Shirtless and Dangerous: Quantifying Linguistic Signals of Gender Bias in an Online Fiction Writing Community

March 29, 2016 · Declared Dead · 🏛 International Conference on Web and Social Media

"No code URL or promise found in abstract"

Evidence collected by the PWNC Scanner

Authors Ethan Fast, Tina Vachovsky, Michael S. Bernstein arXiv ID 1603.08832 Category cs.CL: Computation & Language Cross-listed cs.SI Citations 72 Venue International Conference on Web and Social Media Last Checked 4 months ago

Abstract

Imagine a princess asleep in a castle, waiting for her prince to slay the dragon and rescue her. Tales like the famous Sleeping Beauty clearly divide up gender roles. But what about more modern stories, borne of a generation increasingly aware of social constructs like sexism and racism? Do these stories tend to reinforce gender stereotypes, or counter them? In this paper, we present a technique that combines natural language processing with a crowdsourced lexicon of stereotypes to capture gender biases in fiction. We apply this technique across 1.8 billion words of fiction from the Wattpad online writing community, investigating gender representation in stories, how male and female characters behave and are described, and how authors' use of gender stereotypes is associated with the community's ratings.
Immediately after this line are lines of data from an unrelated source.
PR #140, opened 2017-05-26
Gcw 1553 skip move screen for singleton items

Darshan-Chauhan:


app/controllers/items/search_location.js
```diff
@@ -105,16 +107,33 @@ export default searchModule.extend({
...
-      var totalQty = localStorage["totalQty"];
+      var packagesLocationQty = [];
+      var totalQty = '';
+      if(this.get('skipScreenForSingletonItem')) {
+        var record = {};
+        var packages_location = this.get('store').peekRecord('packages_location', this.get('pkgsLocationId'));
+        record["packages_location_id"] = this.get('pkgsLocationId');
+        record["location_id"] = packages_location.get('locationId');
+        record["package_id"] = packages_location.get('packageId');
+        record["new_qty"] = "1";
```
namrataukirde: Instead of defaulting it to 1 can we take quantity of package? I know we are handling only single quantity items from stock app. But still I feel if we are moving item then we should send package quantity instead of assigning it 1.  Just suggestion.

Darshan-Chauhan: Is package is designated then package.qty will be 0 so that would be a problem so defaulting 1 is better

Darshan-Chauhan: if we assign **received_quantity** then it looks like we're moving received_quantity which doesn't read right, so I think defaulting it to 1 is still our best option

namrataukirde: I dont think it looks right. But if you think it's fine then keep it.

PR #141, opened 2017-05-31
GCW-1514-added-query-param-to-show-quantity-item

namrataukirde:


app/controllers/items/index.js
```diff
@@ -4,9 +4,10 @@ import searchModule from "../search_module";
 
 export default searchModule.extend({
 
-  queryParams: ['searchInput', "itemSetId"],
+  queryParams: ['searchInput', "itemSetId", "showQuantityItems"],
```
steveyken: This works well for the single case. How would we make this work at the generalised level? Say if there were cases where we wanted to add a global flag? Wouldn't want to have to add this into every controller that needed it. Is there a general way to add a whitelisted query string argument to the `Ember.Controller` base class?

PR #143, opened 2017-06-09
Gcw 1514 show qty items

Darshan-Chauhan:


Darshan-Chauhan:
-  They are failing because they were written for qty Items. We've disabled all the actions(dispatch designate etc) for such Items and also **showQuantityItems** and disabled actions are not related. 
- Even we if made changes such that we include showQuantityItems feature, it still won't work.
- Because those disabled actions are not related to this feature. means when you enter **showQuantityItems** in url, it doesn't enable/disable those actions. Also enabling the actions might cause an issue because we've made a lot of changes regarding to singleton packages

PR #173, opened 2017-08-21
GCW-1631 send numbers for Donor Condition

Darshan-Chauhan:


app/components/inline-select-list.js
```diff
@@ -17,6 +17,16 @@ export default SelectList.extend({
     return { id: `${itemCondition.charAt(0)}` };
   }),
 
+  changeDonorCondition(conditionId) {
```
namrataukirde: Instead of doing this way can we add directly numbers as value of select option ?

PR #197, opened 2017-10-23
show msg on quantity validation failure

namrataukirde:


app/components/designate-form.js
```diff
@@ -236,8 +236,13 @@ export default Ember.Component.extend({
             loadingView.destroy();
             this.get('router').transitionTo("items.index");
           }
-        })
-        .finally(() => {
+        }).catch((error) => {
+          if(error.status === 422){
+            var errors = Ember.$.parseJSON(error.responseText).errors;
+            this.get("messageBox").alert(errors);
+            this.get('router').transitionTo("items.index");
```
Darshan-Chauhan: Can we add this to callback of mesageBox?

namrataukirde: Yes Sure 👍

PR #198, opened 2017-10-27
GCW 1577 show organisation details in order

viveksriram1:


app/templates/orders/detail.hbs
```diff
@@ -51,7 +51,11 @@
           Organisation:
         </div>
         <div class="small-8 columns">
-          {{apply-line-break model.organisation.name}}
```
Darshan-Chauhan: I think we can use inline **if** condition here.
What do you think @viveksriram1 ?

app/models/organisation.js
```diff
@@ -3,6 +3,7 @@ import attr from 'ember-data/attr';
 
 export default Model.extend({
```
Darshan-Chauhan: Can we remove this extra line??

app/models/organisation.js
```diff
@@ -3,6 +3,7 @@ import attr from 'ember-data/attr';
...
 
-  name: attr('string')
+  name: attr('string'),
+  nameEn: attr('string')
```
Darshan-Chauhan: ^

app/templates/orders/detail.hbs
viveksriram1: I tried inline if condition but its not showing properly because of apply-line-break

app/models/organisation.js
viveksriram1: sure

PR #210, opened 2017-11-27
Revert "fix minifield url for staging for rollbar"

namrataukirde:
Reverts crossroads/stock.goodcity#209


namrataukirde:
This is not needed. thus closing it.

PR #3, opened 2015-03-31
Change implementation of collections

fkling:
Note: This is not a breaking change. It only changes how collections are
represented internally and solves a couple of issues with the current
implementation.

#### How typed collections currently work

ast-types defines a type hierarchy. For example, a "BlockStatement" has this
hierarchy:

    BlockStatement <- Statement <- Node <- Printable

I.e. a "BlockStatement" is also a "Statement", a "Node", etc.

jscodeshift uses this hierarchy to model collection classes. Every collection
class inherits from its supertype/parent collection class. For example,
"BlockStatementCollection" inherits from a "StatementCollection",
etc.

Whenever `registerMethods(methods, type)` is called, classes for "type"
and all its supertypes are created, if they don't exist yet, and are extended
with "methods". This works (obviously) but has some disadvantages. The biggest
are:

We find that male over-representation and traditional gender stereotypes (e.g., dominant men and submissive women) are common throughout nearly every genre in our corpus. However, only some of these stereotypes, like sexual or violent men, are associated with highly rated stories. Finally, despite women often being the target of negative stereotypes, female authors are equally likely to write such stereotypes as men.